WHAT THE TASK ASKS: The job is to find each line in the entries holding the string "TestSubscriber" and copy that line.

DATA TO USE:
++++++++++++++++++++
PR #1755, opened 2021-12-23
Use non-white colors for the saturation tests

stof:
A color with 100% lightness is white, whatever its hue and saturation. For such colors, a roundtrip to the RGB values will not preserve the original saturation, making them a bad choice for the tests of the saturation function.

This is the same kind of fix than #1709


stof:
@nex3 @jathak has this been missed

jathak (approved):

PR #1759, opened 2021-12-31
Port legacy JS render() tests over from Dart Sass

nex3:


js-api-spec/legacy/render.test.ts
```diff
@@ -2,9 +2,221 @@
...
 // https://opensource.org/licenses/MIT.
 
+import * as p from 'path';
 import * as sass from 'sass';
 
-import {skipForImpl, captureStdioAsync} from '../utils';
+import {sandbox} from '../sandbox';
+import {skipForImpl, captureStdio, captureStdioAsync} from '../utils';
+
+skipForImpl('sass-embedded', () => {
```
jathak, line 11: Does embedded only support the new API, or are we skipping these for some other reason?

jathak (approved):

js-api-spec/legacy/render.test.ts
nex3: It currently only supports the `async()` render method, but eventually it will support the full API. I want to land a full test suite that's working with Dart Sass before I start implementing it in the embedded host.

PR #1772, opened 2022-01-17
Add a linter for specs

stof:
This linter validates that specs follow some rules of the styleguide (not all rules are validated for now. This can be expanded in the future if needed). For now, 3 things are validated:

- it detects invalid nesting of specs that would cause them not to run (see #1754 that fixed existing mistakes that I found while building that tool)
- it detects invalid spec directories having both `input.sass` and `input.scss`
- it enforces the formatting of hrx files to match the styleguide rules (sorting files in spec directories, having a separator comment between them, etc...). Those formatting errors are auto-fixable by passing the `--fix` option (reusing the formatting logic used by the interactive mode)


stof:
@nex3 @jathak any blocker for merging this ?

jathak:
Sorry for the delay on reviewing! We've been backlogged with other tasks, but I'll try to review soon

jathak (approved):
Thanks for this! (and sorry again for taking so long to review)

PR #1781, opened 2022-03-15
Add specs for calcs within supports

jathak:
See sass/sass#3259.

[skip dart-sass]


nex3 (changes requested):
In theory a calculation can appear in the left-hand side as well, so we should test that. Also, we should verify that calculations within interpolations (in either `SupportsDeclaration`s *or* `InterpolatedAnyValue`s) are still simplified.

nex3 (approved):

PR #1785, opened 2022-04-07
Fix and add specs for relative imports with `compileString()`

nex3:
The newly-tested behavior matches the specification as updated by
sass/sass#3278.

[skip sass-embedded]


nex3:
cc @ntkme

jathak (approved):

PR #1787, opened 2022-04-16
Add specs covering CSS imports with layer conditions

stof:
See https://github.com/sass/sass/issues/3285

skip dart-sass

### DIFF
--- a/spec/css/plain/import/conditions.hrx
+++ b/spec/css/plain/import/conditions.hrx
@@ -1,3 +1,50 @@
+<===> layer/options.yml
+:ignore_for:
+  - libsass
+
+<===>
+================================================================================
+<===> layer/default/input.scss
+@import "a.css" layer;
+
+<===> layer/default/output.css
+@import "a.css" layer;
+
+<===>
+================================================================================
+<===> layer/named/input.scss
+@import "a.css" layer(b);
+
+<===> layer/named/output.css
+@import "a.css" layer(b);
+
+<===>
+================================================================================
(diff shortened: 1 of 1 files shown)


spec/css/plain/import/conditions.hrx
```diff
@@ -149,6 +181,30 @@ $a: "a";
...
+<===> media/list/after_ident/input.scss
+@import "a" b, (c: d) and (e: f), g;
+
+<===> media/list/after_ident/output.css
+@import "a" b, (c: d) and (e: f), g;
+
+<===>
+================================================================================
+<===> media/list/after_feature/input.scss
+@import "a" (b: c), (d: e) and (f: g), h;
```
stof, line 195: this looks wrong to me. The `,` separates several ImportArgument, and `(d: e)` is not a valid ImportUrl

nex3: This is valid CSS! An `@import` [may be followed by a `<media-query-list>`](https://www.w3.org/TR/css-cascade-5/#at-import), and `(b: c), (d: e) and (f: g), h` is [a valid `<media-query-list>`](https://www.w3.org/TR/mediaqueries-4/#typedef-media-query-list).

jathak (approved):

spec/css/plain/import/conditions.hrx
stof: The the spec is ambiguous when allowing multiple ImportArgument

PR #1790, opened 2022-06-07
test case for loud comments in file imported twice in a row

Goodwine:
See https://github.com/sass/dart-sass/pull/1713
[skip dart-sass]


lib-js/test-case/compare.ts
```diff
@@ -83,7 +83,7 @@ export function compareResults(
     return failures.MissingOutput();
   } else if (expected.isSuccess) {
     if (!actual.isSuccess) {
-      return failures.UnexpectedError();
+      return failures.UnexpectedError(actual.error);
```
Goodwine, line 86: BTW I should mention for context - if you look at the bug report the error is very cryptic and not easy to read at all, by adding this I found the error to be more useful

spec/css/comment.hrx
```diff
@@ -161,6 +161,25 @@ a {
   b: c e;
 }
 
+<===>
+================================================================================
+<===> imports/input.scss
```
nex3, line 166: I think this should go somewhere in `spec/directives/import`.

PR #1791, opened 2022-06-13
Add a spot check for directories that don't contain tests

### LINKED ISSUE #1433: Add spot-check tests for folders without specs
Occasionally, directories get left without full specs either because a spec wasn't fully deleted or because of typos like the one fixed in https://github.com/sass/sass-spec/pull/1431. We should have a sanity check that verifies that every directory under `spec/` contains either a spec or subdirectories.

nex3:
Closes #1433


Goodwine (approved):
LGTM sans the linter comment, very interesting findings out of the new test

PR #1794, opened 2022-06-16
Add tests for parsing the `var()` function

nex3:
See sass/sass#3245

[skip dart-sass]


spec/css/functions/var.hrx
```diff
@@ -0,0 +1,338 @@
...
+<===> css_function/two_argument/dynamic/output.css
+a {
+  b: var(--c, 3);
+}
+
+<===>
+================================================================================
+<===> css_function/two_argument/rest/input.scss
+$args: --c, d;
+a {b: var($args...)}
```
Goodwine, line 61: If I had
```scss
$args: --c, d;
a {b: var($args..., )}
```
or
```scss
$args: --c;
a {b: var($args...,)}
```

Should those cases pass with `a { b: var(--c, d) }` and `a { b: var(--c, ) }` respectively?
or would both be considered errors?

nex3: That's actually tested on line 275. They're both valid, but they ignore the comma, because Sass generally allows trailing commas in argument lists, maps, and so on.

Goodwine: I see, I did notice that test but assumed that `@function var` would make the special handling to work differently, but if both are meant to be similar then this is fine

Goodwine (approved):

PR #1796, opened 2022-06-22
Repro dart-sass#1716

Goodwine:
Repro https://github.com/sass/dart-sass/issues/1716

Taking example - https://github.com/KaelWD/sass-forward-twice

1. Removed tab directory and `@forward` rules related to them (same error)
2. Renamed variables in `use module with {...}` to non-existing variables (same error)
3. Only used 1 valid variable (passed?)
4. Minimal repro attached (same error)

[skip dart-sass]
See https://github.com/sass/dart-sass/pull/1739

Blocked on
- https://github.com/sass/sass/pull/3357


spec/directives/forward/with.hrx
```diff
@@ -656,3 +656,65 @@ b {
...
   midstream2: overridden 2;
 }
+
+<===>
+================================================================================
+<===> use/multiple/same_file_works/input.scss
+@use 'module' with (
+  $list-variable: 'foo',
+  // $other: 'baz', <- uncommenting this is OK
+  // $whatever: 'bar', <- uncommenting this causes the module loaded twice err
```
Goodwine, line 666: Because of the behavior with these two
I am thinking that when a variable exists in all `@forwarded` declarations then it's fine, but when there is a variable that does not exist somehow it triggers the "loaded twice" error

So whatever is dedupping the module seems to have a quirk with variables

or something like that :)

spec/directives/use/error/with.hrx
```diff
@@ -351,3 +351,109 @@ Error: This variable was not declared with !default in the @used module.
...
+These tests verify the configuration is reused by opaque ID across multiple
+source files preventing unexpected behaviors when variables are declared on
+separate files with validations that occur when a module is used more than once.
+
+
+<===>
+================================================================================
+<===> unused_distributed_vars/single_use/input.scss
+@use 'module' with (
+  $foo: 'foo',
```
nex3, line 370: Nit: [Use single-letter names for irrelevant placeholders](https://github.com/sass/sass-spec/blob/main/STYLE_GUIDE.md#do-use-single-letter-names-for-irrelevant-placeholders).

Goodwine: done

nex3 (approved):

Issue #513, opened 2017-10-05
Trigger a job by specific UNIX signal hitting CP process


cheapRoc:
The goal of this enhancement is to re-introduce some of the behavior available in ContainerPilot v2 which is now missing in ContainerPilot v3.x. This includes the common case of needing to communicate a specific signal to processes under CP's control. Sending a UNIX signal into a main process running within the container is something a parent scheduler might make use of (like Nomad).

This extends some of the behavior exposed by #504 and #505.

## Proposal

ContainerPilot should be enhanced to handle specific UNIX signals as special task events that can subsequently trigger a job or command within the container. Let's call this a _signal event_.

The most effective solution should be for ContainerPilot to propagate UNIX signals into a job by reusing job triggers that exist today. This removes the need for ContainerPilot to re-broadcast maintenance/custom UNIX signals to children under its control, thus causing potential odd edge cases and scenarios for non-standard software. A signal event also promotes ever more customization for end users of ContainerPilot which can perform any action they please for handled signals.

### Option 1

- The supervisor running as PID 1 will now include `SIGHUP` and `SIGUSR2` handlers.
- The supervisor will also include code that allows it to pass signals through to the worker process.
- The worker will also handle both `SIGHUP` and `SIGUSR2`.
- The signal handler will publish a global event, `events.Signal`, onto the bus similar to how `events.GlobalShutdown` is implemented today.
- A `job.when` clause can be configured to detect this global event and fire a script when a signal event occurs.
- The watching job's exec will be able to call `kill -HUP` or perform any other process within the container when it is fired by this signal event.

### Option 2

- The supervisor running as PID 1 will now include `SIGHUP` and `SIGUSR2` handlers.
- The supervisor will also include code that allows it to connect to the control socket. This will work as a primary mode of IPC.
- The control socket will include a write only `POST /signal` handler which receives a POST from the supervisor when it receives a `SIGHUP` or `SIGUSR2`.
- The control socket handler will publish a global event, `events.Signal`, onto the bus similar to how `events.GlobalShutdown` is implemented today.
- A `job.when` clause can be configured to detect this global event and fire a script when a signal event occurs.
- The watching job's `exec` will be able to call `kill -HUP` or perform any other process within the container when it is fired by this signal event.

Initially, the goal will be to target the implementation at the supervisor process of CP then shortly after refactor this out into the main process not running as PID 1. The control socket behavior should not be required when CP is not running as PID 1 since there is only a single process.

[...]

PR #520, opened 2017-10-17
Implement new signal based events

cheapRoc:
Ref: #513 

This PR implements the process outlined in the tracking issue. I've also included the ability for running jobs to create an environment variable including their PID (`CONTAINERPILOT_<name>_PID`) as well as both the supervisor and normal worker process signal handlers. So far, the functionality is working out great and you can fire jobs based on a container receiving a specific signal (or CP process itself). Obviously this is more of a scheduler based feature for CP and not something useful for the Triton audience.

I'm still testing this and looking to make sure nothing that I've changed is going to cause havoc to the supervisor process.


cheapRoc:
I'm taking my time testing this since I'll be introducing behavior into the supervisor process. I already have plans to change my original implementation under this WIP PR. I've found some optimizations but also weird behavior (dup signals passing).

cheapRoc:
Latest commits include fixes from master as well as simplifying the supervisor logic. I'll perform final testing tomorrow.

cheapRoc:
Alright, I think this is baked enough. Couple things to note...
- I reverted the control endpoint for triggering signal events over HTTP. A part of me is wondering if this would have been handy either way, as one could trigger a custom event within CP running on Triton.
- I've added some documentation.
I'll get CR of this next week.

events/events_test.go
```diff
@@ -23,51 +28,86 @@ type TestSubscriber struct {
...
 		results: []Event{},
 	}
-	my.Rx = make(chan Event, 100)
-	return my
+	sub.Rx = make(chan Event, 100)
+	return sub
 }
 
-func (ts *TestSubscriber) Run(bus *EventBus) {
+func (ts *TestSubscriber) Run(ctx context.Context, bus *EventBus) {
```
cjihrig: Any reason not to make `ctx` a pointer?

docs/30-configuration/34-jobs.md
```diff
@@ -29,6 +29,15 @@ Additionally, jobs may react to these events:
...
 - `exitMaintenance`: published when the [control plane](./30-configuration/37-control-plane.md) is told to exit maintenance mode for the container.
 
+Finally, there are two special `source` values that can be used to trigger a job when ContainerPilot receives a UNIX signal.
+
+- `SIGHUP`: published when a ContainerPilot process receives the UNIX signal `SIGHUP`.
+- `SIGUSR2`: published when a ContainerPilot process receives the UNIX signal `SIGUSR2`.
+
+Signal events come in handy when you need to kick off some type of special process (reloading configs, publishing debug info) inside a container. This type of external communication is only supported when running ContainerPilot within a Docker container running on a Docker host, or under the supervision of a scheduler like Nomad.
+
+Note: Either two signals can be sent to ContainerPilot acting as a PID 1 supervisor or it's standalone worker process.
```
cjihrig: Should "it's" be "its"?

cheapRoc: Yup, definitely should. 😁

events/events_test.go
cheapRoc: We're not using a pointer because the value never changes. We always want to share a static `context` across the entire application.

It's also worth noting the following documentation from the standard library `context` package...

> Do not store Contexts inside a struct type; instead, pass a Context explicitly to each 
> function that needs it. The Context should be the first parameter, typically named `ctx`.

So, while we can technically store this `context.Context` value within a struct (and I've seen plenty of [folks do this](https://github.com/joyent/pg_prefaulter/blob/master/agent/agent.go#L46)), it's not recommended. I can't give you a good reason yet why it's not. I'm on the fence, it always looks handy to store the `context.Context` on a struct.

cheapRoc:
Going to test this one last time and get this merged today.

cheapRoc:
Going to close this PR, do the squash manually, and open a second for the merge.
++++++++++++++++++++
ANSWER SPACE:
@@ -23,51 +28,86 @@ type TestSubscriber struct {
-func (ts *TestSubscriber) Run(bus *EventBus) {
+func (ts *TestSubscriber) Run(ctx context.Context, bus *EventBus) {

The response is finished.